Since Dr Wilkinson penned the article, of course, one of the three ‘bold’ assumptions has already been thrown into the air with the sudden closure of the SFI scheme to new applications when it ran out of money.

 

Dr Wilkinson continued:

 

“Surely a major lender in the agricultural sector would instinctively want farmers to be more efficient and innovative, embracing new technology, and above all producing stuff they can sell, rather than backing an agroecology-led agenda, and banking on the bitcoin-style promise of future carbon markets, or on successive future UK governments’ willingness to use public money to support farmers (and landowners), potentially at the expense of health, education, social care etc?”

 

Again, I could not agree more.

 

On her appointment as chair of AHDB, Emily Norton described her mission as “strengthening the resilience, sustainability and prosperity of the UK’s food and farming sectors.”

 

No mention of productivity which post-Brexit is the blindingly obvious key to UK agriculture's success.  

 

When AHDB returns have already been dented severely by the loss of its potatoes and horticulture sectors (and associated redundancy/pension liabilities), does a more secure future for the organisation really lie in a transition to farming systems which research shows could reduce AHDB’s future income prospects by a further 24%, or will it simply run the risk of the cereal and oilseed sector triggering a vote?

 

The term 'sustainable intensification' is as relevant now as when it was first termed and I would encourage the new chairman to underpin her new strategy with that ambition.

 

The industry will be watching closely for the appointment of a new AHDB chief executive to succeed Graham Wilkinson, and looking for someone with the ambition to drive farm-level performance to match the market challenge, and capable of honestly holding an increasingly unsubsidised UK agriculture to the productivity of our global competition.

 

Paul Temple manages a mixed arable and livestock farm on the East Yorkshire Wolds, producing cereals for seed, oilseed rape, vegetables and beef.

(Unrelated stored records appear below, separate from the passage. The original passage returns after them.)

PR #2282, opened 2026-09-11
feat: add sidecar semantic metadata via Catalog.add(metadata)

dheerapat:
`Catalog.add(..., metadata={...})` stores catalog-level metadata in the entry sidecar, exposed as `entry.semantic_metadata` and `show --json`.

Sidecar metadata (domain/owner/tags) shouldn't change the content hash like BSL/expr metadata does. Sidecar keeps it queryable + git-tracked.

 Verify:

 ```
   uv run examples/catalog_semantic_metadata_demo.py
   uv run xorq catalog --path /tmp/sales-catalog show sales-by-region --json
   uv run --with pytest pytest python/xorq/catalog/tests/test_catalog.py -k semantic_metadata -q
 ```

### DIFF
--- a/docs/tutorials/core_tutorials/build_a_semantic_catalog.qmd
+++ b/docs/tutorials/core_tutorials/build_a_semantic_catalog.qmd
@@ -236,7 +236,16 @@ catalog_dir = Path("flights-catalog")
 catalog = Catalog.from_repo_path(catalog_dir, init=True)
 
 # <3>
-catalog.add(flights_model_expr, aliases=("flights-model",), sync=False)
+catalog.add(
+    flights_model_expr,
+    aliases=("flights-model",),
+    metadata={
+        "domain": "flights",
+        "owner": "analytics",
+        "tags": ["semantic-model", "tutorial"],
+    },
+    sync=False,
+)
 
 print("Catalog at:", catalog_dir.absolute())
 print("Aliases:   ", catalog.list_aliases())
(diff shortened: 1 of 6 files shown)


dheerapat:
> ## roborev: Fail
> Review findings
> Good, that import is fine. I have enough to finalize the review.
> 
> ## Review Findings
> * **Severity**: Medium
> * **Location**: `python/xorq/catalog/catalog.py:1379` (`CatalogAddition._add`)
> * **Problem**: When `catalog.add(..., metadata=..., exist_ok=True)` targets content that already exists in the catalog (same content hash), `_add` takes the early-return branch that only re-adds aliases and never writes `self.metadata` (including the new `semantic_metadata`). Any metadata passed on a call that hits an existing entry is silently discarded with no error or warning, even though the caller explicitly supplied it.
> * **Fix**: Either raise/warn when `semantic_metadata` is provided but the entry already exists and metadata differs, or update the sidecar's `semantic_metadata` on the existing entry in the `exist_ok` path.
> 
> * **Severity**: Low
> * **Location**: `python/xorq/catalog/catalog.py:86-97` (`_normalize_semantic_metadata`)
> * **Problem**: The function is documented/used as validating a metadata _mapping_, but it accepts any JSON-like value at the top level (e.g. `catalog.add(expr, metadata=["a", "b"])` normalizes successfully instead of raising), which is inconsistent with the docs ("Use JSON/YAML-compatible values with string mapping keys") and with `CatalogEntry.semantic_metadata` being described/consumed elsewhere as a dict (e.g. CLI JSON output).
> * **Fix**: Enforce that the top-level `metadata` value is a `dict` (or `None`) before recursing, raising `TypeError` otherwise.
> 
> * **Severity**: Low
> * **Location**: `python/xorq/catalog/catalog.py:402-422` (`Catalog.add` docstring)
> * **Problem**: The docstring for `add()` documents `obj`, `project_path`, and `relocate_reads` but was not updated to document the new keyword-only `metadata` parameter.
> * **Fix**: Add a paragraph describing `metadata`'s purpose, type constraints, and its relationship to `CatalogEntry.semantic_metadata`.
> 
> ## Summary
> Adds optional, validated sidecar `semantic_metadata` support to `Catalog.add()`/`CatalogEntry`, threaded through zip/build-dir/expr add paths and exposed via CLI `--json` output, but metadata is silently dropped on the `exist_ok` dedup path and top-level type validation/documentation are incomplete.
> 
> _Review type: default | Agent: claude-code | Job: 1022_

addressed

PR #345, opened 2016-09-27
Dependencies requirements for RabbitMQ and MongoDB

bigmstone:
This PR adds dependencies to upstart and systemd service definitions. The change requires RabbitMQ and MongoDB be up prior to starting the service.

### DIFF
--- a/packages/st2/debian/st2.st2actionrunner.upstart
+++ b/packages/st2/debian/st2.st2actionrunner.upstart
@@ -4,7 +4,7 @@
 description     "StackStorm actionrunner task"
 author          "StackStorm Engineering <opsadmin@stackstorm.com>"
 
-start on filesystem and net-device-up IFACE!=lo
+start on rabbitmq-server-running and started mongodb filesystem and net-device-up IFACE!=lo
 stop on starting rc RUNLEVEL=[016]
 
 # Note: We disable upstart logging since the services manage logs themselves
--- a/packages/st2/debian/st2.st2api.upstart
+++ b/packages/st2/debian/st2.st2api.upstart
@@ -1,7 +1,7 @@
 description     "StackStorm st2api service"
 author          "StackStorm Engineering <opsadmin@stackstorm.com>"
 
-start on filesystem and net-device-up IFACE!=lo
+start on rabbitmq-server-running and started mongodb filesystem and net-device-up IFACE!=lo
 stop on starting rc RUNLEVEL=[016]
 
 # Note: We disable upstart logging since the services manage logs themselves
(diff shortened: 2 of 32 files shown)


bigmstone:
My only concern for this change is if a user wants to run the services independently. For instance if you're running `st2actionrunner` on multiple systems for scaling out. Worth some thought and discussion.

bigmstone:
Potential Solution to [my concern](#issuecomment-249938446) is to create a launch service which is the only enabled service by default. This service would be responsible for starting the all of the various ST2 services if you're running in single-server deployment. If a user wants to create a multi-server instance of ST2 they will be responsible for enabling the service to start on boot. This would be preferable to asking the user to change the service definition.

bigmstone:
@m4dcoder also suggested moving back to the app and having it retry AMQP connections. Exploring now how it's setup.

Kami:
@bigmstone Actually, after looking at the PR now I understand with what you mean about the multi node setup.

That's a valid point. For now, one thing we should do is document what service files changes need to be made when using multi node setup (multi node setup docs + upgrade notes docs).

I'm also wondering, since this is potentially a breaking change for people running multi node setup if we should wait and include it in v2.1 and not v2.0.1.

Kami:
Discussed this on Slack with @m4dcoder.

One thing we could do is only make the code change in v2.0.1 (IIRC, we already try on db_setup, we should make the same change for rabbitmq stuff if we don't already) and merge this change + documentation (ha section and upgrade notes) into v2.1.

armab:
What is original issue/story behind this PR? To think from the root.

----

> @m4dcoder also suggested moving back to the app and having it retry AMQP connections.

+100 :+1: 
I believe it's the smartest way for app to handle such cases.

armab:
To consider the following cases: 

- Will the st2 services start if mongo, rabbit are [external servers](https://github.com/StackStorm/chef-stackstorm/blob/master/templates/default/st2.conf.erb#L74-L76)  eg. [remote](https://github.com/StackStorm/st2/blob/master/conf/st2.package.conf#L76)?
- Will this work in Docker? (where every service/process is separated container)

If that won't work, then I'm pessimistic about the change, because it brings more limitations. Is it the point mentioned in https://github.com/StackStorm/st2-packages/pull/345#issuecomment-249938446 ?

Also with configuration management tool story (Chef/Ansible/Puppet), external mongo/rabbit/etc is pretty much usual case and configurable. Having 2 versions of startup configs for this this case looks like overhead.


BTW, there is no explicit dependencies on rabbit, mongo, postgres in packages for this particular reason  (remote services), see: https://github.com/StackStorm/st2-packages/blob/master/packages/st2/debian/control#L11-L12.

bigmstone:
>If that won't work, then I'm pessimistic about the change, because it brings more limitations. Is it the point mentioned in #345 (comment) ?

Yes

Also see: https://github.com/StackStorm/st2/pull/2927

bigmstone:
Closing this PR since we will address these issues outside of service definitions.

He is a past vice-president of the National Farmers Union, former chairman of the Copa Cogeca Cereals, Oilseeds and Protein Group, and founder of the European Biotech Forum. He is a former member of the AHDB Board, and chaired the AHDB Cereals & Oilseeds sector board for seven years from 2015. Paul is also a board member of the Global Farmer Network, which brings together strong farming leaders from around the world to amplify the farmers’ voice in promoting trade, technology, sustainable farming, economic growth, and food security.